The question can be solved without much difficulty if we suppose that the final composition of Yasht 13 was posterior to 441 BC, which supposition, owing to the fact that the reverence of fravashis was in all probability a part of the popular belief admitted later into the religion, rather than of pure Zoroastrianism, seems to be reasonable.

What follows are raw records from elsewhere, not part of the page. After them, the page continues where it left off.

PR #638, opened 2023-06-28
Lock-step Solving and Timeout for IDE Solver

fabianbs96:
Currently the `solve()` method on the `IDESolver` cannot be interrupted once started. This is not problem for analyzing small target programs, but is unacceptable for larger analyses that may run for days.

This PR adds fine-grained control over the solving process while still abstracting the solver internals.

The abstraction consists of three basic functions: `initialize`, `next` and `finalize`.
They are being called according to the below flow-chart:
```mermaid
flowchart LR
  initialize-->|true| next
  initialize-->|false| finalize
  next-->|true| next
  next -->|false|finalize
```

In addition to these basic APIs there are convenience functions like `solveUntil`, `solveWithTimeout`, etc. that build upon this model.
The original `solve` method has been rewritten and makes use of this model as well while keeping its original semantics.

Further, the solving methods (including `finalize`) now return a view into the solver results (or owning solver-results when called with an rvalue-reference) for allowing to be used in a more fluent way.


include/phasar/DataFlow/IfdsIde/Solver/IDESolverAPIMixin.h
```diff
@@ -0,0 +1,534 @@
...
+  /// Requires that initialize() has been called before once and returned true
+  /// and that all previous next() or nextN() calls returned true as well.
+  ///
+  /// \returns True, iff there are more steps to process before calling
+  /// finalize()
+  [[nodiscard]] bool nextN(size_t MaxNumIterations) {
+    PHASAR_LOG_LEVEL(DEBUG,
+                     "[nextN]: Next " << MaxNumIterations << " Iterations");
+
+    for (size_t I = 0, End = MaxNumIterations; I != End; ++I) {
```
MMory, line 58: Why introduce End here?

include/phasar/DataFlow/IfdsIde/Solver/IDESolverAPIMixin.h
```diff
@@ -0,0 +1,534 @@
...
+            std::chrono::steady_clock::time_point TimeStamp) {
+          return TimeStamp - Start >= Timeout;
+        };
+
+    return std::move(*this).continueUntil(CancellationRequested, Interval);
+  }
+
+  // -- Async cancellation
+
+  /// Solves the analysis problen and periodically checks whether
```
MMory, line 350: typo

include/phasar/DataFlow/IfdsIde/Solver/IDESolverAPIMixin.h
```diff
@@ -0,0 +1,534 @@
...
+          if constexpr (std::is_invocable_r_v<
+                            bool, CancellationRequest,
+                            std::chrono::steady_clock::time_point>) {
+            return std::invoke(CancellationRequested, TimeStamp);
+          } else {
+            return std::invoke(CancellationRequested);
+          }
+        };
+
+    size_t NumIterations = Interval.count() * 500;
```
MMory, line 461: where does this magic constant come from?

include/phasar/DataFlow/IfdsIde/Solver/IDESolverAPIMixin.h
```diff
@@ -0,0 +1,534 @@
...
+
+      // Adjust NumIterations
+      auto IterationsPerMilli = double(NumIterations) / DeltaTime.count();
+      auto NewNumIterations =
+          size_t(IterationsPerMilli * double(Interval.count()));
+      NumIterations = (NumIterations + 2 * NewNumIterations) / 3;
+    }
+    auto End = std::chrono::steady_clock::now();
+    return !IsCancellationRequested(End);
+  }
```
MMory, line 484: I wonder how robust this is. propagate() is not constant time, but not that diverse in its runtime. Still the question is what is the granularity by which we want to be able to stop. If this here is good enough, okay. But maybe the time checking could/should be done in a thread?

unittests/Utils/PAMMTest.cpp
```diff
@@ -29,9 +29,9 @@ class PAMMTest : public ::testing::Test {
 TEST_F(PAMMTest, HandleTimer) {
   //   PAMM &pamm = PAMM::getInstance();
   PAMM::getInstance().startTimer("timer1");
-  std::this_thread::sleep_for(std::chrono::milliseconds(1200));
+  std::this_thread::sleep_for(std::chrono::milliseconds(120));
   PAMM::getInstance().stopTimer("timer1");
-  EXPECT_GE(PAMM::getInstance().elapsedTime("timer1"), 1200U);
+  EXPECT_GE(PAMM::getInstance().elapsedTime("timer1"), 120U);
```
MMory, line 34: I am not a fan of sneaking this change into this PR.

unittests/Utils/PAMMTest.cpp
```diff
@@ -50,6 +50,8 @@ TEST_F(PAMMTest, HandleCounter) {
 }
 
 TEST_F(PAMMTest, HandleJSONOutput) {
+  GTEST_SKIP() << "We should really assert something in this test...";
+
```
MMory, line 54: same, but you are right.

MMory (approved):
lgtm, it is good to have this, thank you!

PR #640, opened 2023-07-04
Path Tracing

fabianbs96:


include/phasar/DataFlow/PathSensitivity/PathSensitivityManagerBase.h
```diff
@@ -0,0 +1,189 @@
...
+    std::unique_ptr<char[]> Owner;
+    if (NumBytes > MaxNumBytesInStackBuf) {
+      Owner.reset((char *)Buf);
+    }
+
+    auto Cache = (vertex_t *)Buf;
+    std::uninitialized_fill_n(Cache, EquivSize, graph_traits_t::Invalid);
+
+    auto *WLConsumeBegin =
+        (std::pair<vertex_t, vertex_t> *)((vertex_t *)Buf + EquivSize);
```
MMory, line 128: this should be a reinterpret_cast and not a C-style cast

include/phasar/DataFlow/PathSensitivity/PathSensitivityManagerMixin.h
```diff
@@ -0,0 +1,365 @@
...
+
+        // llvm::errs() << "At Inst " << llvmIRToString(Inst) << "; Fact: " <<
+        // Fact
+        //              << '\n';
+        // llvm::errs();
+
+        {
+          std::error_code EC;
+          llvm::raw_fd_ostream ROS("explicitesg-err.dot", EC);
+          ESG.printAsDot(ROS);
```
MMory, line 91: Here we're dumping some stuff to a file with hardcoded name to the cwd. Shouldn't that rather be configurable or just printed to stderr?

include/phasar/DataFlow/PathSensitivity/PathSensitivityManagerMixin.h
```diff
@@ -0,0 +1,365 @@
...
+        }
+
+        llvm::errs()
+            << "> ESG written to "
+            << std::filesystem::canonical("explicitesg-err.dot").string()
+            << '\n';
+        llvm::errs().flush();
```
MMory, line 98: same

include/phasar/DataFlow/PathSensitivity/PathSensitivityManagerMixin.h
```diff
@@ -0,0 +1,365 @@
...
+    //     llvm::interleaveComma(PartialPath, ROS, [&ROS](const auto *Inst) {
+    //       ROS << psr::getMetaDataID(Inst);
+    //     });
+    //     ROS << " ]";
+    //     ROS.flush();
+    //     return Buf;
+    //   });
+
+    //   llvm::errs() << "Rev Paths DAG has " << Dag.Roots.size() << " roots\n";
+    // }
```
MMory, line 147: should we remove this commented code?

include/phasar/DataFlow/PathSensitivity/PathSensitivityManagerMixin.h
```diff
@@ -0,0 +1,365 @@
...
+      //     llvm::raw_string_ostream StrStr(Str);
+      //     StrStr << "[";
+      //     llvm::interleaveComma(Node, StrStr, [&StrStr](const auto *Inst) {
+      //       StrStr << getMetaDataID(Inst);
+      //     });
+      //     StrStr << "]";
+      //     return Str;
+      //   });
+      // }
+
```
MMory, line 173: same

include/phasar/DataFlow/PathSensitivity/PathSensitivityManagerMixin.h
```diff
@@ -0,0 +1,365 @@
...
+      auto Equiv = minimizeGraph(Dag);
+
+      // llvm::errs() << "Equiv:\n";
+      // llvm::errs() << "> Size: " << Equiv.getNumClasses() << '\n';
+      // for (size_t i = 0, end = Equiv.getNumClasses(); i < end; ++i) {
+      //   llvm::errs() << "[" << i << "] = " << Equiv[i] << '\n';
+      // }
```
MMory, line 180: same

include/phasar/DataFlow/PathSensitivity/PathSensitivityManagerMixin.h
```diff
@@ -0,0 +1,365 @@
...
+
+      Dag = createEquivalentGraphFrom(std::move(Dag), Equiv);
+      // Dag = Derived::reverseDAG(
+      //     std::move(Dag), [&Equiv](vertex_t Vtx) { return Equiv[Vtx]; },
+      //     Equiv.getNumClasses(), Config.DAGDepthThreshold);
+
```
MMory, line 186: same

include/phasar/DataFlow/PathSensitivity/PathSensitivityManagerMixin.h
```diff
@@ -0,0 +1,365 @@
...
+        //     llvm::raw_string_ostream StrStr(Str);
+        //     StrStr << "[";
+        //     llvm::interleaveComma(Node, StrStr, [&StrStr](const auto *Inst) {
+        //       StrStr << getMetaDataID(Inst);
+        //     });
+        //     StrStr << "]";
+        //     return Str;
+        //   });
+        // }
+
```
MMory, line 204: same

include/phasar/Utils/AdjacencyList.h
MMory, line 1: this is the new graph lib, isn't it? which version?

lib/PhasarLLVM/DataFlow/PathSensitivity/Z3BasedPathSensitivityManager.cpp
```diff
@@ -0,0 +1,595 @@
...
+        //              << "]: " << Ctx.NodeConstraints[Adj].to_string() <<
+        //              '\n';
+        // if (auto Constr =
+        //         LPC.getConstraintFromEdge(PartialPath.front(), AdjPP.back()))
+        //         {
+        //   llvm::errs() << ">> With EdgeConstraint: " << Constr->to_string()
+        //                << '\n';
+        // } else {
+        //   llvm::errs() << ">> Without EdgeConstraint\n";
+        // }
```
MMory, line 94: remove?

MMory (commented):
just some minor remarks

include/phasar/Utils/AdjacencyList.h
fabianbs96: This is part of the code the graphlib is inspired from. Once we have that ready, we can replace this code by it

include/phasar/DataFlow/PathSensitivity/PathSensitivityManagerMixin.h
fabianbs96: The problem here is that the explicit ESG frequently grows quite large and the commandline buffer might not be sufficient to show all output. So we write the ESG into a file instead. This happens in a fatal-error path only, so I don't think, it is a huge issue. 

Maybe we should write to a temp file instead? What do you think?

MMory: Yes, that might be better. Then we should also print the file name.

include/phasar/DataFlow/PathSensitivity/PathSensitivityManagerMixin.h
fabianbs96: Handled above

include/phasar/DataFlow/PathSensitivity/PathSensitivityManagerMixin.h
fabianbs96: done

include/phasar/DataFlow/PathSensitivity/PathSensitivityManagerBase.h
```diff
@@ -0,0 +1,190 @@
...
+    // - One worklist WLInsert of same type where we insert to
+
+    // We iterate over the graph in levels. Each level corresponds to the
+    // distance from a root node. We always have all nodes from a level inside a
+    // worklist
+    // -- The level we are processing is in WLConsume, the next level in
+    // WLInsert. This way, we can stop the process, when we have reached the
+    // MaxDepth
+
+    auto NumBytes =
```
MMory, line 109: in the discussion we believed that this never overflows since EquivSize is limited to the number of DAG nodes. Let's make sure this is correct. Maybe consider a check to be 100% sure.

MMory (approved):
lgtm, finally path tracing in PhASAR! Thanks for porting this over!

CMakeLists.txt
```diff
@@ -276,6 +280,21 @@ if(NOT LLVM_ENABLE_RTTI AND NOT PHASAR_IN_TREE)
   message(FATAL_ERROR "PhASAR requires a LLVM version that is built with RTTI")
 endif()
 
+# Z3 Solver
+if(PHASAR_USE_Z3)
+  # This z3-version is the same version LLVM requires; however, we cannot just use Z3 via the LLVM interface
+  # as it lacks some functionality (such as z3::expr::simplify()) that we require
+  find_package(Z3 4.7.1 REQUIRED)
```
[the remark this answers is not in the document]
fabianbs96: Have looked it up: [find_package](https://cmake.org/cmake/help/latest/command/find_package.html#basic-signature) allows to specify a minimum version or a version range. In case of a single version, you can provide the option `EXACT` to request an exact match instead.
So, this find_package invocation looks correct

include/phasar/DataFlow/PathSensitivity/PathSensitivityManagerBase.h
fabianbs96: Added an assert

PR #644, opened 2023-07-20
added descriptions to TaintConfigSchema.json to explain its semantics

StamesJames:
I started playing around with phasar a bit to look if I can use it on llvm code created by rust. At first I have used the analysis-config wrong so I wrote some descriptions into the schema. Maybe this can help future users too and I hope my descriptions are right.

### DIFF
--- a/config/TaintConfigSchema.json
+++ b/config/TaintConfigSchema.json
@@ -14,29 +14,36 @@ R"(
             "description": "Version of this taint configuration"
         },
         "functions": {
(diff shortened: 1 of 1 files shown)


MMory:
Hi @StamesJames , thank you for your contribution. I have committed a minor change, making all the first letters of the description text capitals. Do you agree with that? If so, I'll merge.

StamesJames:
ah ok thanks for fixing this. 
And I will write the tutorial and put in in an Issue :-)

PR #651, opened 2023-08-02
Fix global handling in type state analysis

MMory:
TODO: write a unit test that captures the fixed behaviour


lib/PhasarLLVM/DataFlow/IfdsIde/Problems/IDETypeStateAnalysis.cpp
```diff
@@ -207,6 +207,8 @@ auto IDETypeStateAnalysisBase::getCallToRetFlowFunction(
           return killManyFlows(getWMAliasesAndAllocas(Arg.get()));
         }
       }
+      return killFlowIf(
+          [](d_t Source) { return llvm::isa<llvm::Constant>(Source); });
```
fabianbs96, line 211: Is it sound to kill globals here eagerly? In case of multiple callees a later one in  `Callees` may be an unrelated declaration-only function. Then we cannot safely kill anything

MMory: you are right, we can only kill if none of the callees is declaration-only. Thanks for spotting this!

fabianbs96 (approved):
lgtm, thanks!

We may then assume that the feast of hamaspathmaidyem which was in the last days of Spandarmad or of the Avestan month corresponding to this perhaps later name, was mainly a rural festival placed towards the end of the winter and immediately before the Avestan "summer," and that it was perhaps connected at the same time with some offering, liturgy, or some sort of religious ceremony (possibly also some remembrance of the dead), but that Frawardigan was the name of the five supplementary days of the year introduced on the model of the Egyptian epagomenae when the Egyptian system was adopted and the Y.A. calendar replaced the Old-Avestan. Accordingly these epagomenae called also Andargâh, Gatha days, Panjak veh, Dûzîtak, Turuftak and Panjeh Duzdîda (Arabic al-khamsat al-mustariqat) were originally at the end of the month Adar and immediately before the month Dai, i.e. exactly where the Egyptian supplementary days stood. These days were consecrated, as they were in Egypt, to the reverence of the souls of the departed faithful (fravashis). Later, when through the second reform (about 441), the epagomenae were transferred to their well-known place between the end of Spandarmad and the beginning of Frawardin, some doubt may have arisen as to the question of the celebration of one of the two consecutive pentads as the Fravashi's feast. To avoid any negligence in religious duties, the religious authorities may have added both together and made the Frawardigan ten days.101 The divergence of opinion on this matter, however, did not cease, if one is to judge from the different descriptions given in Pahlavi, Arabic, and Persian books.102 However, the later sources such as the Bundahishn and Biruni's books consider the last five days of the year, i.e. the Gatha days, as the hamaspathmaidyem gahambar and also the real Frawardigan perhaps contrary to their origin but as a natural consequence of the 6th gahambar coming necessarily immediately before Frawardin.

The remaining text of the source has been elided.